### [Task requirements]
The answer should be a single number: how many lines of the entries below hold the word "partially".

[Stored data — start]

Issue #8216, opened 2021-08-16
[Feature] Support emulating User Agent data like navigator.platform


mxschmitt:
Reference: https://chromedevtools.github.io/devtools-protocol/tot/Emulation/#type-UserAgentMetadata

![image](https://user-images.githubusercontent.com/17984549/129541193-9927ee6c-7d7c-49ad-9258-e750ad6a2098.png)

qkdreyer:
- https://chromedevtools.github.io/devtools-protocol/tot/Emulation/#method-setUserAgentOverride
- https://chromedevtools.github.io/devtools-protocol/tot/Emulation/#method-setNavigatorOverrides

PR #8406, opened 2021-08-24
feat: add support for navigator.platform emulation

qkdreyer:
Relates #8216

### DIFF
--- a/tests/defaultbrowsercontext-1.spec.ts
+++ b/tests/defaultbrowsercontext-1.spec.ts
@@ -140,6 +140,11 @@ it('should support userAgent option', async ({ server, launchPersistent }) => {
   expect(request.headers['user-agent']).toBe('foobar');
 });
 
+it('should support platform option', async ({ launchPersistent }) => {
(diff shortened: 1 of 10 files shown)


mxschmitt (approved):

tests/defaultbrowsercontext-1.spec.ts
```diff
@@ -140,6 +140,11 @@ it('should support userAgent option', async ({server, launchPersistent}) => {
   expect(request.headers['user-agent']).toBe('foobar');
 });
 
+it('should support platform option', async ({launchPersistent, browserName}) => {
```
qkdreyer, line 143: If we want to push cleaner tests
```suggestion
it('should support platform option', async ({launchPersistent}) => {
```

JoelEinbinder:
@pavelfeldman what do you think about this api name? I think thats all we are blocked on.

gohoski:
Also still waiting, three years later… this would be a very useful feature, why did this PR get closed anyway? Why do we need to 'wait for more positive signals from the community'???

Issue #7029, opened 2021-06-10
globalSetup doesn't run before all tests


jsjoeio:
## Description

`globalSetup` should run before any tests run. However, it seems like `@playwright/test` is running the test (or checking the code) before running the test. This means that even though I define `globalSetup` in my `config.ts` file then set `process.env.STORAGE` and try to use it in a test, playwright thinks it's undefined and exits the runner. 

## Reproduction 

Here is the [repo](https://github.com/jsjoeio/playwright-test-repro). 

1. `git clone https://github.com/jsjoeio/playwright-test-repro.git`
2. `yarn`
3. `yarn test`

### Expected

Global setup should run _then_ tests should run 

### Actual

`@playwright/test` runs tests first:
```js
Error while reading /Users/jp/Dev/playwright-test-repro/hello.test.ts:
Unexpected token u in JSON at position 0
    at JSON.parse (<anonymous>)
    at /Users/jp/Dev/playwright-test-repro/hello.test.ts:8:29
    at describe (/Users/jp/Dev/playwright-test-repro/node_modules/folio/out/spec.js:127:9)
    at Object.<anonymous> (/Users/jp/Dev/playwright-test-repro/hello.test.ts:3:6)
    at Module._compile (internal/modules/cjs/loader.js:999:30)
    at Module._compile (/Users/jp/Dev/playwright-test-repro/node_modules/pirates/lib/index.js:99:24)
    at Module._extensions..js (internal/modules/cjs/loader.js:1027:10)
    at Object.newLoader [as .ts] (/Users/jp/Dev/playwright-test-repro/node_modules/pirates/lib/index.js:104:7)
    at Module.load (internal/modules/cjs/loader.js:863:32)
    at Function.Module._load (internal/modules/cjs/loader.js:708:14)
    at Module.require (internal/modules/cjs/loader.js:887:19)
    at require (internal/modules/cjs/helpers.js:74:18)
    at Loader.loadTestFile (/Users/jp/Dev/playwright-test-repro/node_modules/folio/out/loader.js:60:13)
    at runTests (/Users/jp/Dev/playwright-test-repro/node_modules/folio/out/cli.js:130:16)
    at processTicksAndRejections (internal/process/task_queues.js:97:5)
error Command failed with exit code 1.
```

mxschmitt:
Closing for now. Small summary: Yes in your case it runs multiple times. its because in your global setup, you have 

`import { PASSWORD } from "./constants"`

which will call the constants.ts

[...]

PR #8414, opened 2021-08-24
fix(test-runner): do not start web-server when tests are listed

### LINKED ISSUE #35: Specifying the `webServer` in the config seems to partially initiate it
I have the `webServer` configuration specified in my playwright.config.ts file which is setup to run my local webpack dev server.  I'm noticing that when my webpack dev server has `open: true` set, opening the project or expanding a group of Playwright tests will open the URL in my browser.  This leads me to believe that the extension is partially initiating the web server when listing tests.  This also seems to negatively impact performance of the extension due to it doing something with the server.

mxschmitt:
Fixes https://github.com/microsoft/playwright-vscode/issues/35

### DIFF
--- a/src/test/runner.ts
+++ b/src/test/runner.ts
@@ -167,7 +167,7 @@ export class Runner {
       testFiles.forEach(file => allTestFiles.add(file));
     }
 
-    const webServer = (!list && config.webServer) && await WebServer.create(config.webServer);
+    const webServer = (!list && config.webServer) ? await WebServer.create(config.webServer) : undefined;
     let globalSetupResult: any;
     if (config.globalSetup)
       globalSetupResult = await (await this._loader.loadGlobalHook(config.globalSetup, 'globalSetup'))(this._loader.fullConfig());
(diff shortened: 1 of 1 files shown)


src/test/runner.ts
```diff
@@ -167,7 +167,7 @@ export class Runner {
       testFiles.forEach(file => allTestFiles.add(file));
     }
 
-    const webServer = config.webServer && await WebServer.create(config.webServer);
+    const webServer = (!list && config.webServer) && await WebServer.create(config.webServer);
     let globalSetupResult: any;
     if (config.globalSetup)
```
JoelEinbinder, line 172: We are still running globalSetup when we are in this mode. Is there a reason globalSetup runs before the tests are listed? I would have expected it to run right before we partition tests into work.

@dgozman

dgozman: https://github.com/microsoft/playwright/issues/7029
https://github.com/microsoft/folio/pull/222

JoelEinbinder (approved):
Let's land this for now, but think about some kind of watch mode to avoid re-running the globalSetup a million times.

[Stored data — finish]

### [Task response]
2